I am currently 30, and I have had two abortions before. One was at 17, I was raped, and the second was when I was 25, but my ex-husband didn't want the baby. I suffered severe depression after the second abortion, and my marriage crumbled and we filed for divorce shortly after.

I remarried again earlier this year to a man who loves me for me, but I never have the guts to tell him about the two abortions. We have been trying to conceive for a few months now, and I am still not pregnant yet. Month after month, I somehow convinced myself that I will never get pregnant, because God is punishing me for the previous abortions.
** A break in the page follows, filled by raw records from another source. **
Issue #732, opened 2015-05-21
Review and revise core API classes


mdekstrand:
We need to review the core API classes (`ItemRecommender`, `RatingPredictor`, etc.). This is for two reasons:

- removing sparse vectors (#730) in favor of a new result API (#727) will make changes in what the APIs look like.
- the classes and APIs are not necessarily how we really want them

I think the following are, conceptually, probably about right:

- `ItemRecommender`
- `ItemScorer`
- `RatingPredictor`

I think we need to reconsider:

- `GlobalItemRecommender` could be come `RelatedItemFinder`
- `GlobalItemScorer` needs a better name, related to scoring items with respect to each other.

Then, for orthogonality, we can add:

- `RelatedUserFinder`
- A user-to-user scoring function

mdekstrand:
This is partially done by #733. Still need to decide on global/related APIs.

kluver:
On it. probable turn around: Thursday.

mdekstrand:
With #790, this is now done.

PR #790, opened 2015-10-20
Rename global scoring interfaces

mdekstrand:
This finishes off #732, removing the remaining old APIs (global scoring and recommendation) and replacing them with new-style APIs.

The new classes are `ItemBasedItemScorer` and `ItemBasedItemRecommender`. They have methods `recommendRelatedItems` and `scoreRelatedItems`.

It seems feasible to use them to identify most-similar items or users in many situations.

@kluver, would like a double-check on naming and docs.


lenskit-api/src/main/java/org/lenskit/api/ItemBasedItemRecommender.java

I wish I could tell my two babies how sorry I am, and how guilty I felt on both occasions. I hope I will be forgiven.
julymoon julymoon
31-35, F
2 Responses Aug 23, 2014

Discuss the two abortions with your doctor. Sometimes after 30 it takes a little longer to get pregnant. G-d is not punishing you. After my abortion I was afraid G-d would punish me and I would not be able to conceive. But I did and I have 2 children. But it is important you talk to your doctor. A nurse told me a way to get pregnant and it helped. After sex she told me not to get up and to put pillows under me propping my front side up to form gravity for the ***** to travel into my tubes. It worked, did it one time and was pregnant,

You need to forgive yourself. And you can't think negatively because you aren't pregnant yet. It will happen for you when it's supposed to. And then you can love your baby enough for all 3 of them. Try to stay positive.